- _WHAT YOU ARE ASKED TO DO_
What is needed is an exact copy of all the records below.
Top of DATA EXTRACT
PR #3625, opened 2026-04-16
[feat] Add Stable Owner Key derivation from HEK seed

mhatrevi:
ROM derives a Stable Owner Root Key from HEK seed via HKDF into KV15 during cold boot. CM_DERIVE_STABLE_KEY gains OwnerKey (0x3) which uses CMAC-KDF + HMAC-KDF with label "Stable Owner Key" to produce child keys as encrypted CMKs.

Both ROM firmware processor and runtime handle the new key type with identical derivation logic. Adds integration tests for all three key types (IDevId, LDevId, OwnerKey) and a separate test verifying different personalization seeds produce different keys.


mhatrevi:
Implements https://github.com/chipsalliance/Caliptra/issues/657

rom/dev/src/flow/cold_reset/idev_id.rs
Bottom of DATA EXTRACT
- _RESPONSE TO THE TASK_
PR #3625, opened 2026-04-16
[feat] Add Stable Owner Key derivation from HEK seed

mhatrevi:
ROM derives a Stable Owner Root Key from HEK seed via HKDF into KV15 during cold boot. CM_DERIVE_STABLE_KEY gains OwnerKey (0x3) which uses CMAC-KDF + HMAC-KDF with label "Stable Owner Key" to produce child keys as encrypted CMKs.

Both ROM firmware processor and runtime handle the new key type with identical derivation logic. Adds integration tests for all three key types (IDevId, LDevId, OwnerKey) and a separate test verifying different personalization seeds produce different keys.


mhatrevi:
Implements https://github.com/chipsalliance/Caliptra/issues/657

rom/dev/src/flow/cold_reset/idev_id.rs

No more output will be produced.